-- PROBLEM STATEMENT --
Which lines of the entries contain the word "remove"? Please list them.

-- EXERCISE INPUTS --

PR #952, opened 2024-02-28
Add check for turning off transmission expnasion if limit reached

koen-vg:

I recently ran into an issue with myopic optimisations where if the transmission expansion limit has been reached in one time horizon, this could run into model infeasibility when solving at the next time horizon. What happened was that the minimum transmission network capacity given by `s_nom_min` and `p_nom_min` combined equalled the global limit set in `n.global_constraints` up to 12 significant digits. But with the lower limit through `*_nom_min` so close to the upper limit given by the global constraint, the model ran into numerical problems and was declared infeasible.

I think the "morally correct" approach is to check of transmission is already at the limit, and if so, fix the capacities at those given by `*_nom_min`, make them non-extendable and remove the global limit. That's what I've implemented in this PR.

The implementation seems to be working fine on my side, though I haven't gotten around to testing it yet for the volume limit, only the cost limit. However, do let me know if anyone can think of any potential issues or better ways of dealing with this.

## Checklist


fneum:
Sounds familiar. We also came across this issue for the volume limit recently and fixed it very similarly in `add_brownfield.py`.

https://github.com/PyPSA/pypsa-eur/blob/16e2286188d25e40056296fa979c59564ae45887/scripts/add_brownfield.py#L127-L149

I think this is the slightly better place to handle this since it only affects the myopic optimization.

Maybe you can expand this function to also cover the cost limit case? It should just be adding a `"capital_cost * "` prefix to the calculation if I am not wrong. What I liked about your PR is that it goes by global constraint type, not just the index name.

koen-vg:
Right, somehow I missed that this already existed but just for the volume limit! I've just force-pushed a sort of combination; you can see if you like it. Probably the for loop over global constraints of a particular type is slightly unnecessary but I don't think it hurts just in case. I think when checking where two things are numerically "close" it's better to normalise first so that this works for models of different scales.

fneum (approved):

PR #956, opened 2024-03-02
adding regions to network.shapes

drifter089:
- Data has been transferred from `cluster_network.py` to `n.shapes` in a GeoPandas DataFrame.

The copied data appears as follows: 
Screenshot from 2024-03-02 21-56-35

For the file: 
Screenshot from 2024-03-02 21-58-07

The rule `build_bus_regions` uses `build_bus_regions.py` to produce `regions_offshore.geojson`, which is subsequently transformed into:

- `regions_offshore_elec_s{simpl}.geojson`
- `regions_offshore_elec_s{simpl}_{clusters}.geojson`

using `cluster_network.py`.

- I have copied data into `cluster_network.py`.
- Should we consider transferring data into `build_bus_regions.py` or earlier, remove `.geojson` files, and perform all subsequent operations in the `n.shapes` GeoPandas DataFrame?
- Or, should we maintain the functionality of transferring data from `regions_offshore_elec_s{simpl}_{clusters}.geojson` separately?
- Additionally, we need to determine if, when approach 1 is implemented, the data from `regions_offshore_elec_s{simpl}.geojson` is required by any other rule once the subsequent file (e.g., `regions_offshore_elec_s{simpl}_{clusters}.geojson`) is created. If operations are conducted in a GeoPandas DataFrame, the preceding information will not be available after transformations.

Please suggest how we should proceed.

### DIFF
--- a/scripts/cluster_network.py
+++ b/scripts/cluster_network.py
@@ -431,7 +431,7 @@ def clustering_for_n_clusters(
 def cluster_regions(busmaps, input=None, output=None):
     busmap = reduce(lambda x, y: x.map(y), busmaps[1:], busmaps[0])
 
-    clustered_regions=[]
+    clustered_regions = []
     for which in ("regions_onshore", "regions_offshore"):
         regions = gpd.read_file(getattr(input, which))
         regions = regions.reindex(columns=["name", "geometry"]).set_index("name")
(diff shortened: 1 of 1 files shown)


drifter089:
@pz-max , @FabianHofmann 
please review :smile:

FabianHofmann:
@drifter089 do you mind if push to this PR directly? There is still some wrong assignments

fneum:
superseded by #1012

-- TASK RESULT --
I think the "morally correct" approach is to check of transmission is already at the limit, and if so, fix the capacities at those given by `*_nom_min`, make them non-extendable and remove the global limit. That's what I've implemented in this PR.
- Should we consider transferring data into `build_bus_regions.py` or earlier, remove `.geojson` files, and perform all subsequent operations in the `n.shapes` GeoPandas DataFrame?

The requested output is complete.